The transition from learning about Chaos Engineering to practicing it can be difficult. Chaos Engineering as a concept has been around for a while now, and plenty of talks, papers, and books have talked about why it's becoming essential to making distributed systems resilient and stable.
Introducing chaos to increase resilience seems like a contradictory concept at first. It's important to recognize that Chaos Engineering is an engineering discipline where you carefully use experiments of isolated and controlled system failure as a method to identify couplings in your system, which will allow you to identify how to increase resilience.
The ideal chaos experiment will introduce behavior into your system that is both likely to occur "in the wild", and impacts core business functionality. This article provides a few examples of high-value chaos experiments that reproduce common outages we've experienced. They should be a good starting point for your chaos experimentation. In each experiment, I've included a "Gremlin Recipe", if you want to use our tool to conduct the experiment.
Resources on computers are finite. A machine/VM/container will inevitably hit a resource limit at some point, and the application will be forced to handle the lack of a resource. Commonly, this is CPU, Memory, or I/O.
We can reproduce CPU exhaustion by conducting a chaos experiment. Running this experiment will consume CPU cycles, leaving the application with the same amount of customer-facing work, and less CPU to do it with. As always, we advocate starting small on a single instance, then increasing the blast radius as confidence grows. Common reactions to CPU exhaustion are an increase in errors and latency and a reduction in successful requests to customers.
Network dependencies are a fact of life in a distributed system, and as distributed systems are growing in adoption AND complexity, Chaos Engineering becomes an optimal way to test for potential failures on the path to increasing resilience.
We know from the Fallacies of Distributed Computing that the network is unreliable. This implies that the success of our overall system will be determined by how many network calls we make, and how much we can shield the customer from the failures that do occur.
Applications generally have both internal and external network dependencies. Here, I'm defining internal dependencies to be those systems that are under our organization's control. Someone is carrying a pager for that system and they work for the same company I do. We can (and should) expect that internal teams try to maintain availability, and use the proper tools and channels to notify them if they don't.
When you do have a dependency that is out of your control, it's critical to understand how the system reacts when it is unavailable. This is a network blackhole Chaos Experiment and will make the designated addresses unreachable from your application. Once you've applied the blackhole, you should check that your application starts up normally and is able to serve customer traffic without the dependency.
All interesting applications have some sort of storage, and managing the relationship between application and datastore is critical to overall system health. There are a variety of ways that an application may overwhelm a data store (poor queries, lack of indices, bad sharding, upstream caching decisions, etc), but all of them result in what appears to be an unresponsive data layer.
It's important to understand how datastore saturation manifests in your application. There are a few ways of modeling this with a Chaos Experiment. You can blackhole your datastore, making it appear completely unavailable. You can add latency to requests to your datastore, making it appear slow. Finally, you can consume I/O bandwidth to simulate a congested path to the datastore.
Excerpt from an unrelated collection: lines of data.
PR #10321, opened 2023-01-05
Fix: prevent corrupted GRF files to allocate stupid amounts of memory

rubidium42:
## Motivation / Problem

CodeQL complaining, and actually having a point that there is absolutely no check on the amount of memory that is going to get allocated.

## Description

Limit the amount of memory to allocate for a single sprite to 64 MiB, which is about 5 times more than the largest original sprite accounting for 4x zoom and 5 bpp. Though I'm not sure whether the end-game sprites get scaled by 4x at all, so even that might be a significant overestimate of the maximum sprite size.

## Limitations

Super huge sprites can't be loaded anymore, but where would we even draw such a sprite?

## Checklist for review

### DIFF
--- a/src/spriteloader/grf.cpp
+++ b/src/spriteloader/grf.cpp
@@ -59,6 +59,15 @@ static bool WarnCorruptSprite(const SpriteFile &file, size_t file_pos, int line)
  */
 bool DecodeSingleSprite(SpriteLoader::Sprite *sprite, SpriteFile &file, size_t file_pos, SpriteType sprite_type, int64 num, byte type, ZoomLevel zoom_lvl, byte colour_fmt, byte container_format)
 {
+	/*
+	 * Original sprite height was max 255 pixels, with 4x extra zoom => 1020 pixels.
+	 * Original maximum width for sprites was 640 pixels, with 4x extra zoom => 2560 pixels.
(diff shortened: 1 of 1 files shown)


src/spriteloader/grf.cpp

Since the datastore is a critical dependency, you should expect that some features of your application are slow or unavailable. Ideally, only the set of features backed by the datastore are affected. If the impact is wider than you expect, you should investigate for a hidden dependency on the datastore. This is also a great opportunity to tune timeouts to the datastore and test that they're cutting off requests as you expect them to.
It's easy to forget the critical role that DNS plays in keeping our systems running. Many companies experienced customer-facing issues when a real-world DNS failure occurred in October 2016. Because a failure like this is relatively rare, getting a recovery plan together is challenging.
The best way forward is to induce a DNS outage and understand how your application behaves. If you blackhole DNS traffic on a single instance, it will appear to that instance as if DNS is unavailable. The fixes will vary depending on the issue, but common solutions are to pass around IP addresses instead of hostnames for internal addressing and the use of a backup DNS provider. Once you've run this experiment, an exercise for the reader is to then consider what sort of damage an outage of an internal service discovery tool (like etcd, Eureka, Consul, etc) would cause.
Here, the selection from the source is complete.